The Small and Large Magellanic, two of the Milky Way’s closest neighbors, are linked together by a bridge of neutral hydrogen and now, for the first time, astronomers have been able to map the magnetic field streaming through it.
An international team of researchers has used an Australian radio telescope to study the 75,000-light-year gas bridge and measured a magnetic field about a million times weaker than Earth’s own. Their results are published in the Monthly Notices of the Royal Astronomical Society.
The Small and Large Magellanic Clouds (SMC and LMC) are two dwarf galaxies orbiting our galaxy at a distance of 200,000 and 160,000 light-years respectively. Now that the researchers have proved that the magnetic field exists, they hope to understand if it is generated by the galaxies or by the Magellanic Bridge itself.
“There were hints that this magnetic field might exist, but no one had observed it until now,” lead author Jane Kaczmarek, from the University of Sydney, said in a statement.
“Understanding the role that magnetic fields play in the evolution of galaxies and their environment is a fundamental question in astronomy that remains to be answered.”
The researchers suggest that as the two galaxies interacted with each other their magnetic fields have been pulled together by the gas that formed the bridge (and a few stars), with a single intergalactic magnetic field across both galaxies.
“In general, we don’t know how such vast magnetic fields are generated, nor how these large-scale magnetic fields affect galaxy formation and evolution,” added Kaczmarek. “The LMC and SMC are our nearest neighbors, so understanding how they evolve may help us understand how our Milky Way Galaxy will evolve.”
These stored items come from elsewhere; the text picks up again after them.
Issue #3340, opened 2020-03-11
PHP Error when loading broken/empty 95th percentile graphs


rprofijt:
**Describe the bug**
After upgrading to 1.2.10 (from 1.1.38) we get these errors in the cacti log:

2020/03/11 11:28:24 - CMDPHP PHP ERROR NOTICE Backtrace: (/graph_json.php[159]:rrdtool_function_graph(), /lib/rrd.php[1586]:variable_nth_percentile(), /lib/graph_variables.php[449]:nth_percentile(), /lib/graph_variables.php[33]:rrdtool_function_stats(), /lib/graph_variables.php[140]:nth_percentile_fetch_statistics(), /lib/graph_variables.php[153]:CactiErrorHandler())
2020/03/11 11:28:24 - ERROR PHP NOTICE: Undefined index: values in file: /opt/cacti/cacti-prod/lib/graph_variables.php on line: 153 

**To Reproduce**

Open/render a graph with 95th percentile and nan values.

**Expected behavior**
Render the empty broken graph without PHP errors

TheWitness:
Update the graph_variables.php from the 1.2.x branch and let us know if this is fixed.

rprofijt:
Fixed, thanks!

a-vasilishin:
I have the same problem. Cacti 1.2.10 download via copy/paste  graph_variables.php from the 1.2.x branch.

PR #4265, opened 2021-05-17
Remove bogus early return from `nth_percentile_fetch_statistics`

### LINKED ISSUE #4263: Graphs with multiple data sources can no longer display percenticles
# Describe the bug

The fix for #3340 (621091f7a6bdcf73fc4248d7d16d14c7e655fd5f) added an early return when encountering a NaN data source.

This has stopped percentiles working on graphs with multiple data sources.

## To Reproduce

1. Create two data sources,  one with data and the other with NaN's
2. Create a graph using `aggregate_current` percentiles (e.g.`|95:bits:0:aggregate_current:2|`) across the two data sources.
3. View the graph
4. Percentiles are shown as 0

## Expected behavior

Percentile calculation should ignore the NaN data source(s) and be based on any remaining sources with data.

## Additional context

I've locally removed the [early return](https://github.com/Cacti/cacti/blob/release/1.2.17/lib/graph_variables.php#L185-L186) from `nth_percentile_fetch_statistics` and the graphs appear to be working correctly:
```diff
--- lib/graph_variables.php
+++ lib/graph_variables.php
@@ -182,8 +182,6 @@ function nth_percentile_fetch_statistics($percentile, &$local_data_ids, &$fetch_array, $cf) {
 							$asum_array[$ds_name][$timestamp]  = $data;
 						}
 					}
-				} else {
-					return false;
 				}
 			}
 		}
```

KrisShannon:
If there are more than one data source then the early return when a single
data source is missing data will cause all data sources to be ignored,  even
those that do have data.

Fixes #4263

### DIFF
--- a/CHANGELOG
+++ b/CHANGELOG
@@ -4,6 +4,7 @@ Cacti CHANGELOG
 -security#4261: Lack of escaping on file input fields can lead to XSS exposure under midwinter theme
 -issue#4254: When poller first runs, time since last run produces an error
 -issue#4259: A typo in variables.php leads to SQL error
+-issue#4263: Percentile not showing on partial data after fix for #3340
 -issue#4266: Incomplete Poller items from a previous run may be updated twice
 -feature#4258: Update phpseclib to version 2.0.31
 
--- a/lib/graph_variables.php
+++ b/lib/graph_variables.php
@@ -182,8 +182,6 @@ function nth_percentile_fetch_statistics($percentile, &$local_data_ids, &$fetch_
 							$asum_array[$ds_name][$timestamp]  = $data;
 						}
 					}
-				} else {
-					return false;
 				}
 			}
 		}


netniV (changes requested):
PLease can you add the CHANGELOG entry for the issue that this fixes.

netniV:
I've requested a review on this by @TheWitness as he changed it in #3340 as part of commit 621091f7a.  I think the fix seems OK, just want to be sure as I suspect this was added to speed things up.

KrisShannon:
Should this PR actually be against [1.2.x](https://github.com/Cacti/cacti/tree/1.2.x)?

It's a simple fix for a bug in the 1.2 branch.

netniV:
Technically, yes it should be since it's not a 1.3 specific fix.  Like I said the fix seems straight forward but just wondering if there was a logic behind it that I'm not seeing myself.

KrisShannon:
CHANGELOG entry added

netniV (approved):

Issue #4284, opened 2021-05-28
Database upgrade (1.2.16 -> 1.2.17) fails due to array_key_exists parameters


mchorsley:
# Describe the bug

When upgrading database to 1.2.17, upgrade script 1_2_17.php fails due to 3 parameters passed to array_key_exists function.

## To Reproduce

```
$ php cli/upgrade_database.php --debug

+++PHP Fatal error:  Uncaught ArgumentCountError: array_key_exists() expects exactly 2 arguments, 3 given in /usr/share/cacti/install/upgrades/1_2_17.php:176
Stack trace:
#0 /usr/share/cacti/install/upgrades/1_2_17.php(176): array_key_exists('aggregate_graph...', Array, true)
#1 /usr/share/cacti/install/upgrades/1_2_17.php(54): database_fix_mediumint_columns()
#2 /var/lib/cacti/cli/upgrade_database.php(129): upgrade_to_1_2_17()
#3 {main}
  thrown in /usr/share/cacti/install/upgrades/1_2_17.php on line 176
```

## Expected behavior

Database upgrade completes without error.

## Fix

Update: install/upgrades/1_2_17.php:176
From:
`if (!array_key_exists($table, $tables, true)) {`
To:
`if (!array_key_exists($table, $tables)) {`

Update: install/upgrades/1_2_17.php:183
From:
`if (array_key_exists($field, $known_columns, true)) {`
To:
`if (array_key_exists($field, $known_columns)) {`

## Additional Context

-PHP Version: 8.0.6
-OS: CentOS 8.3.2011

netniV:
I would concur with this finding.  The function `array_key_exists` has always had just two parameters.  The fix definitely seems reasonable, will you be supplying a PR ?

mchorsley:
Submitted a pull request.  Hope I've done it right!

netniV:
I added a comment regarding changes to the pull request.  Just minor bits to keep things in line with what we ask others to do.

mchorsley:
Thanks for your help, I've updated the change log as requested.  Hope this is suitable.  Please let me know if you have any further suggestions.

PR #4285, opened 2021-05-29
Fixing #4284 - Parameters in array_key_exists (1.2.17 database upgrade)

mchorsley:
Three parameters passed to array_key_exists function in 1_2_17.php.  Removed rogue third parameter.

### DIFF
--- a/CHANGELOG
+++ b/CHANGELOG
@@ -139,6 +139,7 @@ Cacti CHANGELOG
 -feature#4113: Allow user to be automatically logged out after admin defined period by datatecuk
 -feature#4176: When replicating, ensure Cacti can detect and verify replica servers
 -feature#4210: Replace c3.js with billboard.js
+-issue#4284: Database upgrade can fail - Uncaught argument count error
 
 1.2.16
 -issue#3704: When generating a report, the Cascade to Branches function does not as expected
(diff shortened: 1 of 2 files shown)


netniV (changes requested):
Thanks for the submission. We appreciate it. 

Fix itself looks good, but can you add a CHANGELOG entry with a matching title to the issue it's fixing?  

I would also suggest updating the title to be something more 'plain English' rather than tech speaking.

CHANGELOG
```diff
@@ -139,6 +139,7 @@ Cacti CHANGELOG
 -feature#4113: Allow user to be automatically logged out after admin defined period by datatecuk
 -feature#4176: When replicating, ensure Cacti can detect and verify replica servers
 -feature#4210: Replace c3.js with billboard.js
+-issue#4284: Database upgrade can fail - Uncaught argument count error
```
netniV, line 142: This should be up under 1.2.18 :)

mchorsley: OK, thanks. I'll make that change.

mchorsley: Pushed the change.  I originally added the log entry under 1.2.17 as it related to the 1_2_17.php upgrade file, but now realise that the PR (if approved) would be merged into 1.2.18.  Thanks for the guidance.

netniV:
It's all good.  Allowed me to fix up where I put a changelog item as mine was in the wrong place too :)

PR #4288, opened 2021-06-03
fix #4250

### LINKED ISSUE #4250: Unable to create graphs due to Data Source verification failure
I ran into the problem with "Damaged Graph" on 1.2.16 after editing my new templates for Brocade FC switches, and tried to fix it by upgrading to 1.2.17 - this didn't help so i erased the rrd files, reset the database and started from scratch with my exported template

I am seeing strange behaviour where only some of my queried interfaces are being created, most fail with the text
"NOTE: Graph not for Data Query <my query name> and index <oid> due to Data Source verification failure.

Rolling back to 1.2.16 and resetting the database again I was able to use the template to create graphs without getting this error message, and spine is able to collect values.
 
[cacti_data_query_brocade_fcmgmt_switch.zip](https://github.com/Cacti/cacti/files/6429640/cacti_data_query_brocade_fcmgmt_switch.zip)

Screenshot 2021-05-05 at 19 21 51

1. Import the included templates

2. Create a Brocade FC Switch device

3. Create graphs from the the Brocade FCMGMT Switch query

Susanin63:


netniV:
Thanks for trying with the PR, I have applied your fix.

Detecting such a weak and distant magnetic field has not been easy. The researchers use the polarization of light to work out the effect of magnetic fields. Polarized light waves oscillate in a single direction, and when they pass through a magnetic field the plane in which they are polarized is rotated. So the team used the Australia Telescope Compact Array radio telescope to study the light from 167 polarized extragalactic radio sources.
“The radio emission from the distant galaxies served as background ‘flashlights’ that shine through the Bridge,” says Kaczmarek. “Its magnetic field then changes the polarization of the radio signal. How the polarized light is changed tells us about the intervening magnetic field.”
More and more galaxies and galactic structures appear to have extended magnetic fields. Astronomers have begun to study them and soon we might see how much of a role they play in the cosmic arena.